I had a question this week around the failure of a host. The question was how long it takes before a host is declared failed. Now let’s be clear, failed means “dead” in this case, not isolated or partitioned. It could be the power has failed, the host has gone completely unresponsive, or anything else where there’s absolutely no response from the host whatsoever. In that scenario, how long does it take before HA has declared the VM dead? Now note, the below timeline is in a traditional infrastructure. Also note, that this is theoretical, when everything is optimal.
- T0 – Secondary Host failure.
- T3s – The Primary Host begins monitoring datastore heartbeats for 15 seconds.
- T10s – The host is declared unreachable and the Primary will ping the management network of the failed host.
- This is a continuous ping for 5 seconds.
- T15s – If no heartbeat datastores are configured, the host will be declared dead.
- T18s – If heartbeat datastores are configured and there have been no heartbeats, the host will be declared dead, restarts will be initiated.
Now, when a Primary Host fails the timeline looks a bit different. This is mainly because first, a new Primary Host will need to be elected. Also, we need to ensure that the new primary has received the latest state of all secondary hosts.
- T0 – Primary Host failure.
- T10s – Primary election process initiated.
- T25s – New primary elected and reads the protectedlist.
- New primary waits for secondary hosts to report running VMs
- T35s – Old primary declared unreachable.
- T50s – Old primary declared dead, new primary initiates restarts for all VMs on the protectedlist which are not running.

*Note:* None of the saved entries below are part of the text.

PR #2713, opened 2020-03-13
Spectron

nabil-brn:
Copy pasta incoming ...


src/renderer/screens/accounts/AccountGridItem/index.js
```diff
@@ -51,7 +51,7 @@ class AccountCard extends PureComponent<Props> {
           style={{ display: hidden && "none" }}
           p={20}
           onClick={this.onClick}
-          data-e2e="dashboard_AccountCardWrapper"
+          data-automation-id="dashboard_AccountCardWrapper"
```
gre: i feel i'm repeating but imo it just should be `id` and classes (`className`), because these make sense beyond automation. the generic concept of identifying elements can be used for more than test. also for styling, and also helpful for a dev to inspect the dom. easier to write selectors for it,...

package.json
```diff
@@ -166,7 +166,7 @@
     "listr": "^0.14.3",
     "listr-verbose-renderer": "^0.6.0",
     "prettier": "^1.19.1",
-    "spectron": "^9.0.0",
+    "spectron": "^10.0.1",
```
gre: can you try to also update Jest and Babel Jest libs? cc @valpinkman can help

src/renderer/screens/accounts/AccountGridItem/index.js
nabil-brn: Yes of course ! This PR is a duplicate, we had trouble with CI execution so we had to test with another PR.
All will be done in the first one 👍,  sorry for the confusion.

package.json
nabil-brn: Will be done in the first PR too 👍

PR #2724, opened 2020-03-17
LL-2277 ~ LL-2291

LFBarreto:
Added :snowflake:  flow to :deciduous_tree: 

You can now select which resource you want to freeze for and the amount.

You can only select an amount without decimals and you can quick select the amount with helper buttons that show if you have at least 4 :deciduous_tree: available to freeze.

Once you've frozen your assets theres a timer on the next flow button.

+ Added a popover component
+ Added a Toggle Button component

### Type

Feature

### Context

LL-2277 ~ LL-2291

:deciduous_tree: accounts that can freeze some assets


src/renderer/components/InputCurrency.js
```diff
@@ -116,8 +118,9 @@ class InputCurrency extends PureComponent<Props, State> {
     }
   }
 
-  handleChange = (v: string) => {
-    const { onChange, unit, value, locale } = this.props;
+  handleChange = (val: string) => {
+    const { onChange, unit, value, locale, decimals } = this.props;
+    const v = decimals === 0 ? val.replace(/[.,]/g, "") : val;
```
gre: mmh this is covered by the sanitizeValueString for a unit that is decimal=0. can you explain the usecase here?

src/renderer/modals/Freeze/fields/AmountField.js
```diff
@@ -0,0 +1,184 @@
...
+        disableRounding: true,
+        showAllDigits: false,
+        showCode: true,
+      }),
+    [spendableBalance, defaultUnit],
+  );
+
+  /** show amount ratio buttons only if we can ratio the available assets to 25% or less */
+  const showAmountRatio = useMemo(
+    () => spendableBalance.gt(BigNumber(4 * 10 ** defaultUnit.magnitude)),
```
gre: why is this hardcoded to 4 ? can we have a more explicit constants?

PR #2725, opened 2020-03-17
Ll 2152/enable sentry again

IAmMorrow:
This PR should enable sentry again. It use the old (deprecated) implementation called "raven" (we should update that someday).

We need to ensure that we build the app with the SENTRY_URL envvar set or sentry won't work.

### DIFF
--- a/src/logger/logger.js
+++ b/src/logger/logger.js
@@ -73,37 +73,31 @@ export function enableDebugLogger() {
 }
 
 const captureBreadcrumb = (breadcrumb: any) => {
-  // FIXME
-  /*
   if (!process.env.STORYBOOK_ENV) {
     try {
-      if (typeof window !== 'undefined') {
-        require('sentry/browser').captureBreadcrumb(breadcrumb)
+      if (typeof window !== "undefined") {
+        require("~/sentry/browser").captureBreadcrumb(breadcrumb);
       } else {
-        require('sentry/node').captureBreadcrumb(breadcrumb)
+        require("~/sentry/node").captureBreadcrumb(breadcrumb);
       }
     } catch (e) {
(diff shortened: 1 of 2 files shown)


package.json
```diff
@@ -2,7 +2,7 @@
   "name": "ledger-live-desktop",
   "productName": "Ledger Live",
   "description": "Ledger Live - Desktop",
-  "version": "2.0.1",
+  "version": "2.0.1-nightly.20200316T2208",
```
gre: that's weird to see this in the diff 🤔

src/logger/logger.js
```diff
@@ -73,37 +73,31 @@ export function enableDebugLogger() {
...
-  /*
   if (!process.env.STORYBOOK_ENV) {
     try {
-      if (typeof window !== 'undefined') {
-        require('sentry/browser').captureBreadcrumb(breadcrumb)
+      if (typeof window !== "undefined") {
+        require("~/sentry/browser").captureBreadcrumb(breadcrumb);
       } else {
-        require('sentry/node').captureBreadcrumb(breadcrumb)
+        require("~/sentry/node").captureBreadcrumb(breadcrumb);
```
gre: to be checked the implication of this in the runtime load (does it create an extra load time?). i guess it's fine, just to know if you checked a bit that.

IAmMorrow: Yes it will as it's not bundled. should be pretty small thought. I implemented **raven** exactly as it use to be, didn't take any time to optimize. we should take some time to upgrade to **sentry** and to clean a bit the implementation :)

gre:
let's merge this and we'll test a bit the app is fine on develop.

Issue #683, opened 2020-10-02
Command responses don't get posted in the RHS


hanzei:
Same bug as https://github.com/mattermost/mattermost-plugin-github/issues/364

PR #684, opened 2020-10-02
Post command response in RHS if triggered from there

hanzei:
#### Summary
Same bug as for GH

#### Ticket Link
Fixes https://github.com/mattermost/mattermost-plugin-jira/issues/683

### DIFF
--- a/server/command.go
+++ b/server/command.go
@@ -616,6 +616,7 @@ func executeView(p *Plugin, c *plugin.Context, header *model.CommandArgs, args .
 	post := &model.Post{
 		UserId:    p.getUserID(),
 		ChannelId: header.ChannelId,
+		RootId:    header.RootId,
 	}
 	post.AddProp("attachments", attachment)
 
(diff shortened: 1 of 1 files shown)


mickmister (approved):

jfrerich (approved):

DHaussermann:
@hanzei I believe this is working as expected. For the most part all responses are posted in the RHS when the command is sent from there. 

I notice that this is not the case for Jira `view` which creates a post with a visual representation of the issue. I'm assuming this is the expected behavior. I don't know what such a post would look like in the RHS where there is limited horizontal space for the elements. 

Can you confirm this change does not apply yo Jira `view`
Screen Shot 2020-10-09 at 9 41 07 AM

hanzei:
@DHaussermann Actually, it should post in the RHS. I've fixed that. PTAL

hanzei:
@DHaussermann I'm fairly confident that these two issues aren't related to this PR. Please open a new ticket for them.

DHaussermann (approved):
Tested and passed
- Tested all slash commands in RHS 
- Reply is also show in the RHS as expected
- Issue found with `/jira view has now been addressed`
- Created https://github.com/mattermost/mattermost-plugin-jira/issues/698 to investigate and resolve JS errors found 

LGTM!

PR #835, opened 2022-02-10
[GH - 774] Add tooltip for jira ticket links

### LINKED ISSUE #774: Add tooltip for jira ticket links
Implement something similar to https://github.com/mattermost/mattermost-plugin-github/issues/255

It should show:
- Ticket name
- Status
- Type
- First few characters from the description

sibasankarnayak:
implemented tooltip to show  Ticket name, Status, Type, First few characters from the description

ticket here
Fixes #774

### DIFF
--- a/server/http.go
+++ b/server/http.go
@@ -55,7 +55,7 @@ const (
 	routeUserConnect                            = "/user/connect"
 	routeUserDisconnect                         = "/user/disconnect"
 	routeSharePublicly                          = "/api/v2/share-issue-publicly"
-	routeGetIssueByKey                          = "/api/v2/get-isse-by-key"
+	routeGetIssueByKey                          = "/api/v2/get-issue-by-key"
 )
 
 const routePrefixInstance = "instance"
--- a/server/http.go
+++ b/server/http.go
@@ -55,6 +55,7 @@ const (
 	routeUserConnect                            = "/user/connect"
 	routeUserDisconnect                         = "/user/disconnect"
 	routeSharePublicly                          = "/api/v2/share-issue-publicly"
+	routeGetIssueByKey                          = "/api/v2/get-isse-by-key"
 )
 
 const routePrefixInstance = "instance"
@@ -126,6 +127,8 @@ func (p *Plugin) serveHTTP(c *plugin.Context, w http.ResponseWriter, r *http.Req
 		return p.httpTransitionIssuePostAction(w, r)
 	case routeSharePublicly:
 		return p.httpShareIssuePublicly(w, r)
+	case routeGetIssueByKey:
+		return p.httpGetIssueByKey(w, r)
 
 	// User APIs
 	case routeAPIUserInfo:
--- a/webapp/src/components/jira_ticket_tooltip/jira_ticket_tooltip.tsx
+++ b/webapp/src/components/jira_ticket_tooltip/jira_ticket_tooltip.tsx
@@ -5,23 +5,13 @@ import {Instance, GetConnectedResponse} from 'types/model';
 
 export type Props = {
     href: string;
+    show:boolean;
     connected: boolean;
     isloaded?: boolean;
-    assigneeName?: string;
-    assigneeAvatar?: string;
-    labels?: any[];
-    versions?: string;
-    description?: string;
-    summary?: string;
-    ticketId?: string;
-    jiraIcon?: string;
-    statusKey?: string;
-    issueIcon?: string;
+    ticketDetails:any;
     defaultUserInstanceID?: string;
-    installedInstances: Instance[];
     connectedInstances: Instance[];
-    getIssueByKey: (ticketId: string, instanceID: string) => void;
-    getConnected: () => Promise<GetConnectedResponse>;
+    getIssueByKey: (ticketId: string, instanceID: string) => Promise<{data: any; error?: Error}>;
     setTicket?: (ticketDetails: {}) => void;
 }
 export default class TicketPopover extends React.PureComponent<Props> {
@@ -68,43 +58,52 @@ export default class TicketPopover extends React.PureComponent<Props> {
         }
 
         let ticketID = '';
+        let ticketData = null ;
         if (this.props.href.includes('selectedIssue')) {
             ticketID = this.props.href.split('selectedIssue=')[1].split('&')[0];
-            this.props.getIssueByKey(ticketID, instanceID);
+            this.props.getIssueByKey(ticketID, instanceID).then(({data,error})=>{
+                if (error){
+                    return
+                }
+
+                this.setTicket(data)
+            });
         }
 
         if (ticketID === '' && this.props.href.includes('atlassian.net/browse')) {
-            this.props.getIssueByKey(this.props.href.split('|')[0].split('?')[0].split('/browse/')[1], instanceID);
+            this.props.getIssueByKey(this.props.href.split('|')[0].split('?')[0].split('/browse/')[1], instanceID).then(({data,error})=>{
+                if (error){
+                    return
+                }
+
+                this.setTicket(data)
+            });
         }
     }
 
-    componentDidMount() {
-        this.props.getConnected();
-        if (this.props.connected && !this.state.isloaded) {
-            this.init();
+    componentDidUpdate(prevProps:Props): void {
+        if (!this.props.connected){
+            return
         }
+
+        if (!(this.props.show && !prevProps.show)) {
+            return;
+        }
+
+        if (this.state.isLoaded) {
+            return;
+        }
+    
+        this.init();
     }
 
-    componentDidUpdate(): void {
-        if (this.props.isloaded && !this.state.isloaded && this.props.ticketId === this.state.ticketId) {
-            this.setTicket(this.props);
-        }
-    }
-
-    setTicket(ticketDetails: {}): void{
+    setTicket(ticketDetails:any): void{
         this.setState({
             isloaded: true,
-            assigneeName: this.props.assigneeName,
-            assigneeAvatar: this.props.assigneeAvatar,
-            labels: this.props.labels,
-            versions: this.props.versions,
-            description: this.props.description,
-            summary: this.props.summary,
-            jiraIcon: this.props.jiraIcon,
-            statusKey: this.props.statusKey,
-            issueIcon: this.props.issueIcon,
+            ticketDetails:ticketDetails,
         });
     }
+
     fixVersionLabel(fixVersion: string) {
         if (fixVersion) {
             const fixVersionString = 'Fix Version :';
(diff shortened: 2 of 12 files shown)


sibasankarnayak:
@hanzei @mickmister 
this is the screenshot for tooltip , please share your feedback

image

sibasankarnayak:
@mickmister can you review this PR.

hanzei:
@Rina-dsg @mickmister @levb Gentle reminder to review this PR

webapp/src/components/jira_ticket_tooltip/jira_ticket_tooltip.tsx
```diff
@@ -0,0 +1,305 @@
...
+    }
+
+    constructor(Props) {
+        super(Props);
+        let ticketID = '';
+        if (this.props.href.includes('selectedIssue')) {
+            ticketID = this.props.href.split('selectedIssue=')[1].split('&')[0];
+        }
+
+        if (ticketID === '' && this.props.href.includes('atlassian.net/browse')) {
```
levb, line 42: will this trigger on autolink-processed links?

levb (approved):

webapp/src/components/jira_ticket_tooltip/jira_ticket_tooltip.tsx
sibasankarnayak: yes it does work after autolink being processed , can find a recording of same
Screen Recording 2022-03-02 at 9.39.18 PM

server/http.go
```diff
@@ -55,6 +55,7 @@ const (
 	routeUserConnect                            = "/user/connect"
 	routeUserDisconnect                         = "/user/disconnect"
 	routeSharePublicly                          = "/api/v2/share-issue-publicly"
+	routeGetIssueByKey                          = "/api/v2/get-isse-by-key"
```
catalintomai, line 58: isse->issue

webapp/src/reducers/index.js
```diff
@@ -193,6 +193,33 @@ const channelSubscriptions = (state = {}, action) => {
     }
 };
 
+const getIssueByKey = (state = {}, action) => {
+    switch (action.type) {
+    case ActionTypes.RECEIVED_JIRA_TICKETS :
+        return {
+            ...state,
+            isloaded: true,
+            assigneeName: action.data.fields.assignee && action.data.fields.assignee.displayName ? action.data.fields.assignee.displayName : '',
```
catalintomai, line 202: might make sense to save `action.data.fields.assignee` in a var and reuse it here to improve readability.

sibasankarnayak: sure

webapp/src/components/jira_ticket_tooltip/jira_ticket_tooltip.tsx
```diff
@@ -0,0 +1,305 @@
...
+            ticketID = this.props.href.split('|')[0].split('?')[0].split('/browse/')[1];
+        }
+
+        this.state = {
+            href: this.props.href,
```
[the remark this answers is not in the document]
sibasankarnayak: @catalintomai the tooltip will only trigger when it found a link so href will always be present

hanzei:
@Rina-dsg Could you please review this PR?

hanzei:
@matthewbirtch Would you mind reviewing this PR while @Rina-dsg is out?

matthewbirtch:
> @matthewbirtch Would you mind reviewing this PR while @Rina-dsg is out?

@hanzei I'm happy to review. I just triggered a cloud server build, but will I need to do anything to set it up properly to review this PR?

sibasankarnayak:
> Unfortunately, the test server created via labels can't be used for plugin testing. Please use https://jira-tooltip.test.mattermost.cloud/ instead.
> 
> @sibasankarnayak is that server ready?

I wasn't able to upload the plugin  as it was throwing  error as it was created with linux  system

hanzei:
@sibasankarnayak Can you please go into more detail? Can be bundles at https://app.circleci.com/pipelines/github/mattermost/mattermost-plugin-jira/2975/workflows/3e675fbf-f7b7-4a09-b6dd-4c18731d3bd5/jobs/9400/artifacts  be used?

hanzei:
@sibasankarnayak I've updated the server. Could you please try again?

sibasankarnayak:
> @sibasankarnayak I've updated the server. Could you please try again?

@hanzei have deployed , configured the tooltip feature ,have some sample [here](https://jira-tooltip.test.mattermost.cloud/core/channels/town-square) 
please let me know the feedback

webapp/src/components/jira_ticket_tooltip/jira_ticket_tooltip.tsx
```diff
@@ -0,0 +1,305 @@
...
+    }
+
+    tagTicketStatus(ticketStatus: string) {
+        const defaultStyle = {
+            fontFamily: 'open sans',
+            fontStyle: 'normal',
+            fontWeight: 600,
+            fontSize: '12px',
+            marginTop: '10px',
+            padding: '0px 8px',
```
matthewbirtch, line 136: change `padding: '4px 8px'`

matthewbirtch (changes requested):
I've added a number of changes in the CSS- hopefully that makes it clear.

Also, a couple other things I noticed:

1. There is no arrow pointing to the link as per the design. Is this something we can add? Here's a sample of the intended design:

image

2. The description should be truncated to 3 lines of text

sibasankarnayak:
> I've added a number of changes in the CSS- hopefully that makes it clear.
> 
> Also, a couple other things I noticed:
> 
> 1. There is no arrow pointing to the link as per the design. Is this something we can add? Here's a sample of the intended design:
> 
> image
> 
> 2. The description should be truncated to 3 lines of text

@matthewbirtch sure , Thankyou for feedback.

regarding the 1 st point showing an arrow is bit complex not sure if we can as the tooltip can open from any direction to the link , if you have any solution can share it with me will give a try. For rest of the comment i will make changes

matthewbirtch:
> regarding the 1 st point showing an arrow is bit complex not sure if we can as the tooltip can open from any direction to the link , if you have any solution can share it with me will give a try. For rest of the comment i will make changes

@sibasankarnayak we have a tour point component that utilizes an arrow like this. @AshishDhama could you help provide a possible approach for a similar component in this PR?

If it's too complicated, I think we can proceed without as this still brings value without it, but it would be nice to have it.

sibasankarnayak:
> tour point component that utilizes an arrow like this

Sure @matthewbirtch if you can share i ll sure try it up.
creating a triangle could be possible with `:before` and `:after` but not sure how to create it dynamically on position.

AshishDhama:
@sibasankarnayak @matthewbirtch, we are using an external library for that particular reason called Tippy. The tour tip component, which we have used, can be found here https://github.com/mattermost/mattermost-webapp/tree/master/components/widgets/tour_tip. @sibasankarnayak you can use the same if that can resolve the issue, but please make sure of using the same version. Please let me know if you need any help.

mickmister:
> you can use the same if that can resolve the issue, but please make sure of using the same version

@AshishDhama Just want to note that if we need to use the same version of a node module, we would want to first export this to plugins in https://github.com/mattermost/mattermost-webapp/blob/master/plugins/export.js, so we ensure the same version will _always_ be used.

@sibasankarnayak Can you try implementing this by exposing the library via the webapp's exports? We wouldn't get type completion in the plugin's source code without also installing the package in the Jira plugin's project, but the package will be available to use at runtime via the `window` object.

AshishDhama:
@mickmister Thanks will add it there.

sibasankarnayak:
adasd

sibasankarnayak:
@sibasankarnayak Siba

mickmister:
@sibasankarnayak Have you created the PR to add this to the webapp's exports? As I said, we need that to be done as soon as possible to minimize the change in `min_server_version` in the plugin

sibasankarnayak:
> @sibasankarnayak Have you created the PR to add `Tippy` to mattermost-webapp's exports? As I said, we need that to be done as soon as possible to minimize the change in `min_server_version` in the plugin

created the PR https://github.com/mattermost/mattermost-webapp/pull/10235

webapp/src/components/jira_ticket_tooltip/jira_ticket_tooltip.tsx
```diff
@@ -0,0 +1,317 @@
...
+        const Tippy = window.Tippy.default;
+
+        const Tooltip = ({children, ...rest}) => <Tippy {...rest}>{children}</Tippy>;
+        Tooltip.defaultProps = {
+            animation: 'fade',
+            arrow: true,
+        };
+
+        return (
+            <Tippy arrow={true} >
```
AshishDhama, line 216: @sibasankarnayak Tippy needs a reference to a point, so create a ref of the hyperlink and provide that ref to tippy. it should work.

Keep in mind, this does not mean that VMs will be restarted with 18 seconds, or 35 seconds, for that matter. When the host is declared dead, or a new primary is elected, the restart process starts. The VMs that need to be restarted will first need to be placed, and when placed, they will need to be restarted. All of these steps will take time. On top of that, depending on the operating system and the apps running within the VM, the time it takes before the restart is fully completed could vary a lot between VMs. In other words, although the state is declared rather fast, the actual total time it takes to restart can vary and is definitely not an exact science.
Carlos says
Nice, I assume this is FDM way ? Given that if vSAN is in place monitoring is delegated to vSAN… is vSAN timing simmilar ?
Duncan Epping says
Monitoring is not delegated to vSAN.With vSAN it is still FDM which monitors the host, it just uses a different network.
Carlos says
Oops, I do not know where I got this idea from then, but it was related to having coherency about host availability between HA and vSAN. I thought the implementation unified the decission point.
Robert Small says
Always good info/articles! It made me think of a recent condition I hope you can advise. Had a situation with a significant network outage (likely spanning tree related) where some vSAN clusters recovered gracefully when the network issues were resolved, but there were a couple of vSAN clusters (6.7u3 all interfaces went down) that didn’t reconnect to the network on their own and needed all hosts rebooted to recover. Is there a timeframe or condition that determines recovery after network isolation?
Duncan Epping says
Not that I know, I haven’t experienced this issue either myself (or heard about it, unfortunately).
ae says
In HA DeepDive book scenario of master failure is explained with different timing:
T0 – Master failure.
T10s – Master election process initiated.
T25s – New master elected and reads the protectedlist.
T35s – New master initiates restarts for all virtual machines on the protectedlist which
are not running.
I.e. VM restart process is initiated at T35 and not at T50. Which explanation is correct?
Duncan Epping says
The described in the article is what the timeline looks today, it appears somewhere down the line the timing changed. I have not figured out yet with which version that is the case.